12. (U) Malaysia's biggest book chains (MPH, Popular, Harris, and
Times) briefly launched a boycott of the new Harry Potter book to
highlight how their business is threatened by two hypermarkets,
Tesco and Carrefour. The two hypermarkets initially marketed "Harry
Potter and the Deathly Hallows" at the discounted price of RM69.60
(approximately USD 20),far below its recommended retail price of
RM109.90 (approximately USD 32). Minister of Domestic Trade and
Consumer Affairs (MDTCA) Shafie Apdal defended the hypermarkets,
saying such discounts benefit the public. Shafie's move was
somewhat unusual in that the MDTCA is often called upon to support
smaller scale Malaysian retailers; at the same time, the ministry
expends considerable resources to ensure that Malaysian consumers
are not overcharged for the large number of staple products subject
to government price controls.

MIER Raises Its Economic Growth Forecast
--------------


13. (U) The Malaysian Institute of Economic Research (MIER) has
revised Malaysia's economic growth upwards to 5.7% year-on-year in
2007 from 5.6% forecast a month ago. Despite the revision, the
growth projection is still below the official estimate of 6%. MIER
executive director Mohamed Ariff said the Malaysian economy is
underperforming as it is capable of 6.5% growth. He blamed the
relatively slow growth to weak domestic investment. He also
commented that although FDI inflows to Malaysia have increased in
2006 after bottoming out in 2005, they are still below pre-crisis
levels and lag behind Singapore and Thailand.

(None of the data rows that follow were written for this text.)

PR #56, opened 2021-07-19
Fix deployment type defaulting in chart template

tiina303:
We were always sending "helm" as the deployment type because of the args ordering ... the default function `default DEFAULT_VALUE GIVEN_VALUE` [docs](https://helm.sh/docs/chart_template_guide/function_list/#default), but it's easier to just use [pipelines](https://helm.sh/docs/chart_template_guide/functions_and_pipelines/#using-the-default-function) everywhere.

Also changed the cloud value to "" so without providing it the chart compiles

before
```
> helm template posthog ../charts-clickhouse2/charts/posthog | tail
Error: template: posthog/templates/clickhouse_instance.yaml:2:7: executing "posthog/templates/clickhouse_instance.yaml" at <eq .Values.cloud "gcp">: error calling eq: incompatible types for comparison

Use --debug flag to render out invalid YAML

> helm template posthog ../charts-clickhouse2/charts/posthog --values ../marketplace-kubernetes/stacks/posthog/values.yml | tail
          value: "false"
        - name: DEFAULT_FROM_EMAIL
          value: "hey@posthog.com"
        - name: HELM_INSTALL_INFO
          value: "{\"chart_version\":\"2.0.1\",\"cloud\":\"do\",\"deployment_type\":\"helm\",\"hostname\":null,\"ingress_type\":\"nginx\",\"operation\":\"install\",\"release_name\":\"posthog\",\"release_revision\":1}"
        resources:
          limits:
            memory: 1000Mi
          requests:
            memory: 1000Mi
```

After
```
helm template posthog charts/posthog | tail
          value: "false"
        - name: DEFAULT_FROM_EMAIL
          value: "hey@posthog.com"
        - name: HELM_INSTALL_INFO
          value: "{\"chart_version\":\"2.0.1\",\"cloud\":\"\",\"deployment_type\":\"helm\",\"hostname\":null,\"ingress_type\":\"nginx\",\"operation\":\"install\",\"release_name\":\"posthog\",\"release_revision\":1}"
        resources:
          limits:
            memory: 1000Mi
          requests:
            memory: 1000Mi

> helm template posthog charts/posthog --values ../marketplace-kubernetes/stacks/posthog/values.yml | tail
          value: "false"
        - name: DEFAULT_FROM_EMAIL
          value: "hey@posthog.com"
        - name: HELM_INSTALL_INFO
          value: "{\"chart_version\":\"2.0.1\",\"cloud\":\"do\",\"deployment_type\":\"DigitalOcean 1-click\",\"hostname\":null,\"ingress_type\":\"nginx\",\"operation\":\"install\",\"release_name\":\"posthog\",\"release_revision\":1}"
        resources:
          limits:
            memory: 1000Mi
          requests:
            memory: 1000Mi
```

### DIFF
--- a/charts/posthog/values.yaml
+++ b/charts/posthog/values.yaml
@@ -14,7 +14,7 @@ image:
   pullPolicy: IfNotPresent
 
 # -- Cloud service being deployed on. Either `gcp` or `aws` or `do` for DigitalOcean
-cloud:
+cloud: ""
 # -- Sentry endpoint to send errors to
 sentryDSN:
 
--- a/charts/posthog/values.yaml
+++ b/charts/posthog/values.yaml
@@ -14,7 +14,7 @@ image:
   pullPolicy: IfNotPresent
 
 # -- Cloud service being deployed on. Either `gcp` or `aws` or `do` for DigitalOcean
-cloud: ""
+cloud:
 # -- Sentry endpoint to send errors to
 sentryDSN:
 
--- a/charts/posthog/templates/_helpers.tpl
+++ b/charts/posthog/templates/_helpers.tpl
@@ -350,7 +350,7 @@ Create the name of the service account to use
 {{- $info := set $info "hostname" .Values.ingress.hostname -}}
 {{- $info := set $info "operation" (include "posthog.helmOperation" .) -}}
 {{- $info := set $info "ingress_type" (include "ingress.type" .) -}}
-{{- $info := set $info "deployment_type" (default .Values.deploymentType "helm") -}}
+{{- $info := set $info "deployment_type" (.Values.deploymentType | default "helm") -}}
 {{ toJson $info | quote }}
 {{- end -}}
 


macobo:
> Also changed the cloud value to "" so without providing it the chart compiles

Failing loudly is failing better than failing late in the process. You removed the default in a previous PR and without setting it the chart _will not work_ - we should either add back gcp or something else as a default OR fail loudly as we do currently.

fuziontech:
I generally agree with @macobo - We should have cloud be a required parameter since it is so important to how we configure things down the line with block storage, services, and ingress

tiina303:
> You removed the default in a previous PR and without setting it the chart will not work 

"without setting it the chart will not work " this is only the case because we have a bunch of `eq` checks against a string. where we use `eq .Values.cloud <string>` that errors if `cloud` isn't set, what we should be doing there is checking that cloud is set and then compare. These eq checks work fine if `cloud = ""`. Currently when deploying on DigitalOcean we set the cloud value to "do" but don't use it anywhere, similarly if someone wants to deploy on their own data centers we wouldn't want to have the cloud value change anything, so an empty or "" or "\<name-not-used-anywhere-else\>" would be a fine default for those use cases.

So options:
1. complain loudly if cloud isn't set (we can do this via the required parameter https://helm.sh/docs/howto/charts_tips_and_tricks/#using-the-required-function)
2. add back gcp - this seems like a bad idea to me as it does things that are gcp specific and won't work anywhere else
3. add something else as default - I like the idea of default setup being as cloud agnostic as possible and working on bare metal as well as possible (instead of empty str it could be "bare-metal" or "undefined"). I'd also like to be able to run `helm template` without needing to provide it any values.
4. fix the eq comparisons and we can leave it like it is now. I assume it's possible, but didn't check.

I like option 3 the most, not sure what it should be named.

macobo:
I'd start from the users perspective here. 

1. It's better to fail loudly than with a whimper N steps into a deploy
2. We should minimize code around plumbing if possible

Given we only support 3 options for cloud right now adding a 4th (e.g. empty or bare-metal, etc) that doesn't really work is a bad idea - we're just increasing the support burden everywhere.

>  I'd also like to be able to run helm template without needing to provide it any values.

Why? If the chart would not be deployable without values then helm template without values is useless. Just pass in the values with `-f` you're testing against.

Given this increases the complexity of the chart and works against other goals (failing loudly, maintainability) this is _not_ something to work towards.

--- 

All-in-all what is the minimum change that will work for the users? It's easy for you to change the command you're running, but code changes and user breakages are much more expensive.

tiina303:
> Given we only support 3 options for cloud right now adding a 4th (e.g. empty or bare-metal, etc) that doesn't really work is a bad idea - we're just increasing the support burden everywhere.

What do you mean "doesn't really work". The "do" cloud option does nothing. So it's the same as if we had empty str or bare-metal & it works fine. Same way someone deploying to bare metal would work fine (well depends on their internals of course, but if it can work fine on DigitalOcean it can work fine on bare metal too).

> Why? If the chart would not be deployable without values then helm template without values is useless

It is deployable without values, see above.

From a user perspective: 3: why do I need to provide something that isn't used.

The reason to require cloud parameter is your (1) point, but to elaborate because the user is likely using AWS or GCP and most likely forgot the cloud parameter, since there are less users off those platforms it's a fine tradeoff to yell at them all to say cloud=something

charts/posthog/values.yaml
```diff
@@ -14,7 +14,7 @@ image:
   pullPolicy: IfNotPresent
 
 # -- Cloud service being deployed on. Either `gcp` or `aws` or `do` for DigitalOcean
-cloud:
+cloud: ""
```
tiina303, line 17:
```suggestion
cloud:
```

PR #58, opened 2021-07-20
Made resource requirements for DO 1 click clearer

marcushyett-ph:
Make resource requirements for DO 1 click clearer

### DIFF
--- a/charts/posthog/README.md
+++ b/charts/posthog/README.md
@@ -142,6 +142,8 @@ web:
     <b>Digital Ocean</b>
   </summary>
 <br />
+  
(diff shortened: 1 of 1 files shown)


tiina303:
Hmm...I kinda want the link to 1-click be first & it should all be self documenting there (in 2 places: DO marketplace app install page & posthog.com deployment page), which it currently isn't clearly. 
Why: I see the audience of the readme to be 
1) folks who got lost & should be redirected to 1-click docs/deployment 
2) folks wanting to use helm directly

That said happy to land it now while I haven't gotten all the docs in order.

PR #61, opened 2021-07-20
Add troubleshooting section about helm install failure due to not enough resources

tiina303:
Also removed the prerequisites that confused Marcus in https://docs.google.com/document/d/1bzgs5TQri85gYZSHWRQNON49MfdVMQ19SRw77X23qNE/edit# to be inlined, especially since each section describes how to get the Kubernetes cluster


macobo:
Information architecture feedback: We previously had a trouble-shooting section, but afaik you moved all of then under individual `installing the chart` sections. Why have this separately then?

fuziontech (approved):
lgtm :shipit:

tiina303:
> Information architecture feedback: We previously had a trouble-shooting section, but afaik you moved all of then under individual installing the chart sections. Why have this separately then?

Can't make up my mind where things should be yet :D

PR #63, opened 2021-07-21
Fix migrations by adding zookeeper for clickhouse

tiina303:
Migrations failed with a message
```
infi.clickhouse_orm.database.ServerError: There is no Zookeeper configuration in server config (version 21.6.5.37 (official build)) (139)
```

which happened because we were running 
```
DROP TABLE ... ON CLUSTER posthog
```
the `ON CLUSTER` part requires zookeeper.

Longer term we should move the Kafka zookeeper to combine with this one as we don't need to run 2 ZKs.

TODO:
- [x] fix values
- [x] test on DO
  - [x] upgrade 
  - [x] install (couldn't create a new cluster, so tried in a new namespace 
```
helm install -f ~/Posthog/tiina-values/release-testing-do.yaml posthog ~/Posthog/charts-clickhouse2/charts/posthog --namespace posthog2 --create-namespace --set image.tag=latest --set clickhouseOperator.namespace=posthog2
```
- [x] template around clickhouse operator enabled

## NOTE & WARNING
Because this [alters the kafka zk cluster](https://stackoverflow.com/questions/59592518/kafka-broker-doesnt-find-cluster-id-and-creates-new-one-after-docker-restart) you will have to shell into the kafka node and remove `bitnami/kafka/data/meta.properties` file

```console
rm bitnami/kafka/data/meta.properties
```

This can be difficult so what is easier is to delete two things and re-deploy
- delete kafka stateful set
- delete kafka pods
- upgrade helm chart


macobo:
Q: Why do we need 2 of zk? It's gonna be hard to migrate to 1 afterwards so why not wire up ch to 1 right now?

tiina303:
> Q: Why do we need 2 of zk? It's gonna be hard to migrate to 1 afterwards so why not wire up ch to 1 right now?

We don't. But the one we have now is a dependent one from Kafka, we don't want that to be the one we will have in the end (Kafka could get rid of the dep). So the idea is to create one generic one for posthog and use it for both Clickhouse and Kafka. But given this is blocking updates the fastest thing was to create it first separately & then move kafka zk usage over later.

macobo:
Let's think about this from the users perspective.

This chart now spends extra resources spinning up independent duplicates of a mission-critical service. Both of whom are managed differently, versioned differently and have different needs. This sounds like hell.

Give n zk needs to be an available and durable data store migrating later is bound to cause downtime and issues for them as well - making the experience using the chart worse.

On the other end we have potential maintenance overhead of kafka chart, whose versioning we fully control and where zk removal is not gonna be relevant for a year if not more.

YAGNI

tiina303:
Note2: we just took the values from https://github.com/Altinity/clickhouse-operator/blob/master/deploy/zookeeper/quick-start-persistent-volume/zookeeper-1-node.yaml and if we were to use the Kafka ZK we might have configuration there that doesn't work all the great for Clickhouse.

I don't have strong opinions here, as I don't have enough insights/experience in this area: e.g. how easy it would be to move the Kafka zk usage under this generic one, what problems could happen if we use the kafka zk, ...

charts/posthog/templates/_helpers.tpl
```diff
@@ -132,6 +132,20 @@ Set postgres URL
     postgres://{{- .Values.postgresql.postgresqlUsername -}}:{{- template "posthog.postgresql.password" . -}}@{{- template "posthog.postgresql.host" .  -}}:{{- template "posthog.postgresql.port" . -}}/{{- .Values.postgresql.postgresqlDatabase }}
 {{- end -}}
 
+{{/*
+Set zookeeper host
+*/}}
+{{- define "posthog.zookeeper.host" -}}
+    {{- template "posthog.fullname" . }}-posthog-zookeeper
```
tiina303, line 139: doesn't `posthog.fullname` already contain `posthog`?

fuziontech: It does, but if you look at how we name all of the dependent services they end up `posthog-posthog-<service>` which is the `<deployment>-posthog-<service>` which works out, though a bit repetitive usually.

fuziontech (approved):

jredl-va:
Thanks Team!

twobitfool:
@tiina303 I'm running into the exact same error...

```
infi.clickhouse_orm.database.ServerError: There is no Zookeeper configuration in server config (version 21.6.5.37 (official build)) (139)
```

...when trying to upgrade from chart posthog-3.15.1 to posthog-3.16.0, but I'm not clear on how to resolve it. Any help would be much appreciated.

tiina303:
Why are you trying to update to posthog-3.16.0 instead of the current latest chart version?

twobitfool:
@tiina303: I want to upgrade to the latest version, but when I tried, I ran into several errors. So, I was going with **Plan B**: Install a fresh copy of PostHog (latest version), and then [migrate the old data](https://posthog.com/docs/self-host/migrate/migrate-to-another-self-hosted-instance).

...but the data export process [requires PostHog v1.30.0](https://posthog.com/docs/self-host/migrate/migrate-to-another-self-hosted-instance#requirements)

tiina303:
For plan A: did you see the same zk error?
For plan B: try not upgrading the chart, but just the posthog version (`image.tag = "release-1.30.0"`)

tiina303:
Looks like the major upgrade notes likely were not done for https://posthog.com/docs/self-host/deploy/upgrade-notes#upgrading-from-2xx

PR #68, opened 2021-07-26
Add faq about increasing storage

tiina303:
I tested that it worked on DigitalOcean (checked data was there & storage changed via `SELECT * FROM system.disks;` on Clickhouse) & James mentioned that it works on AWS & GCP


fuziontech (approved):
I'm sure we would have been asked about this. Nice.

Call to Hasten Mergers of Malaysian Banks
--------------


14. (U) Nazir Razak, CEO of CIMB Group, Malaysia's second-largest
banking conglomerate, announced at a conference on the banking
sector that, in his view, the Central Bank should intervene to force
the acceleration of mergers of domestic banks. This would make them
more competitive and better able to withstand the forces of
liberalization, he said. After the Asian financial crisis in 1998,
the Central Bank directed the mergers of many local banks, resulting
in only ten domestic banks by 2000 down from 54 banks just two years
earlier. In 2006 CIMB bought Southern Bank, bringing the number to
nine. Nazir said the merger process is lengthy, and it can take two
to three years for the new bank to become competitive.
Alternatively, he suggested that the Central Bank should raise the
minimum shareholder asset level from its current RM 2 billion (USD
588 million) to RM 10 billion (USD 2.9 billion) to force out the
smaller players. (Note: only two Malaysian banks currently have
assets over RM 10 billion: Nazir's own CIMB Group and Maybank.)


Government To Leave It to Market Forces
--------------

15.(U) Responding to Nazir Razak's call for government intervention
to force further bank mergers, Second Finance Minister Nor Mohamed
Yakcop said the government has no objection to further consolidation
in the banking sector. However, the minister said Malaysia is not
planning to introduce new measures to speed up the process.